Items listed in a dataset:

--- START ---

Issue #4118, opened 2024-03-07
Update Documentation on Messaging


rahul1:
Our guidance on async encounters and communications are a bit out of date. Requesting the following changes: 

[Organizing Communication Threads](https://www.medplum.com/docs/communications/organizing-communications)
- [x] Make this page appear first in the sidebar (within comms and messaging)
- [x] Remove all references to "selecting a grouping resource", and any references to using `Encounter` as the grouping resource. 
- [x] Simplify this guidance to _only_ recommend `Communication` as the top-level resource for a thread. 
- [x] Standardize terminology. Call this top-level `Communication` the "thread header".

[Representing Async Encounters](https://www.medplum.com/docs/communications/async-encounters)
- [x] Update the guidance here to recommend _only_ setting `Communication.encounter` for the thread header 
- [x] Update the diagrams to reflect this new setup. Top-level `Communication` pointed to `Encounter`, with messages underneath

PR #4135, opened 2024-03-08
Update documentation on messaging

ksmith94:
Related to #4118 this will update the communications docs to recommend creating threads only with `Communication` resources.


packages/docs/docs/communications/async-encounters/async-encounters.md
```diff
@@ -74,21 +74,21 @@ The thread of [`Communication`](/docs/api/fhir/resources/communication) resource
 
 flowchart TD
```
rahul1, line 75: nit: make this `RL` as well

rahul1 (approved):

PR #4139, opened 2024-03-09
Add tests for ElementsInput component and utils.

willkrakow:
This also moves some helper functions / constants from `ElementsInput.tsx` to `ElementsInput.utils.ts` to better define the test suites.


mattlong (approved):
@willkrakow Thanks so much for this! I appreciate you taking the time to add some testing around this!

PR #4154, opened 2024-03-12
Fix uniqueness constraint on terminology properties

mattwiller:
Postgres treats `NULL`s as distinct by default, so multiple identical simple attribute values would produce duplicate rows in the DB


codyebberson (commented):
Why `simple`?

Should the existing `Coding_Property_idx` index be removed?


```
medplum=# \d "Coding_Property";
           Table "public.Coding_Property"
  Column  |  Type  | Collation | Nullable | Default
----------+--------+-----------+----------+---------
 coding   | bigint |           | not null |
 property | bigint |           | not null |
 target   | bigint |           |          |
 value    | text   |           |          |
Indexes:
    "Coding_Property_coding_idx" btree (coding)
    "Coding_Property_idx" UNIQUE, btree (coding, property, target, value)
```

mattwiller:
> Why simple?

Since it corresponds to UMLS "simple attributes", as opposed to relationships with a `target`

> Should the existing Coding_Property_idx index be removed?

Nope, it's still necessary to index relationship properties

codyebberson (approved):

PR #4170, opened 2024-03-14
Bugfix: domain-level IDP should be case-insensitive

rahul1:
As currently implented, domain level IdPs treat the email domain as case-sensitive
(e.g. mydomain.com is different than MyDomain.com). 

This creates problems when the Idp (e.g. Azure SSO) stores the user info with different casing than they way the user enters their email


charlesbthomas:
Thanks @rahul1! You all are the best. Top tier support! 🙂

codyebberson (approved):

PR #4176, opened 2024-03-16
Add heap size to healthcheck

codyebberson:
Hold on this - testing in staging


ThatOneBro (approved):

codyebberson:
Upon further reflection, I don't think we want this in the public healthcheck endpoint.  It would be valuable in a super admin "server stats" endpoint though.

PR #4182, opened 2024-03-18
Implement Binary.securityContext check

codyebberson:


packages/server/src/fhir/rewrite.ts
```diff
@@ -157,6 +157,9 @@ class Rewriter {
       } else {
         binary = await this.repo.readResource<Binary>('Binary', id);
       }
+      if (binary.securityContext) {
+        await this.repo.readReference(binary.securityContext);
```
rahul1, line 161: Assume the idea here is that this will throw an error if you don't have access to the security context? 

Clever! I just suggest a comment to explain

rahul1 (approved):

ThatOneBro (approved):

PR #4187, opened 2024-03-18
Disable search for FHIR Binary

codyebberson:
Future work:

- Track and add `Binary` resources in `$export` operation
    - I'm not sure how valuable this is in current form, because we currently do not export `Binary` contents anyway
    - Internally, Medplum stores `Binary` contents in a `BinaryStorage` (i.e., AWS S3 or the file system)
    - The FHIR Bulk Export API does not mention anything about how to handle this case
    - We could try to jam it into `Binary.data` as a base64 encoded string
    - But we routinely process massive 1GB+ files, which would not work at all
    - We could try to set some kind of threshold?
- Review behavior of `includeIds` in `Project/{id}/$clone` operation
    - The existing API assumes that IDs are unique across resource types
    - That is true today, but we are actively preparing for that not to be true

### DIFF
--- a/packages/server/src/fhir/operations/export.ts
+++ b/packages/server/src/fhir/operations/export.ts
@@ -115,7 +115,14 @@ function getResourceTypesByExportLevel(exportLevel: string): ResourceType[] {
   return getResourceTypes();
 }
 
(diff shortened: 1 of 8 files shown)


ThatOneBro (approved):

ThatOneBro:
One thing, can we get a test for `getBinaryIds()` for coverage? 😄

codyebberson:
@ThatOneBro  ✅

--- END ---

Assignment ::
Exact reproduction is required: output the lines from the start of the entries above through the line with "- [x] Make this".

Answer below ::
Issue #4118, opened 2024-03-07
Update Documentation on Messaging


rahul1:
Our guidance on async encounters and communications are a bit out of date. Requesting the following changes: 

[Organizing Communication Threads](https://www.medplum.com/docs/communications/organizing-communications)
- [x] Make this page appear first in the sidebar (within comms and messaging)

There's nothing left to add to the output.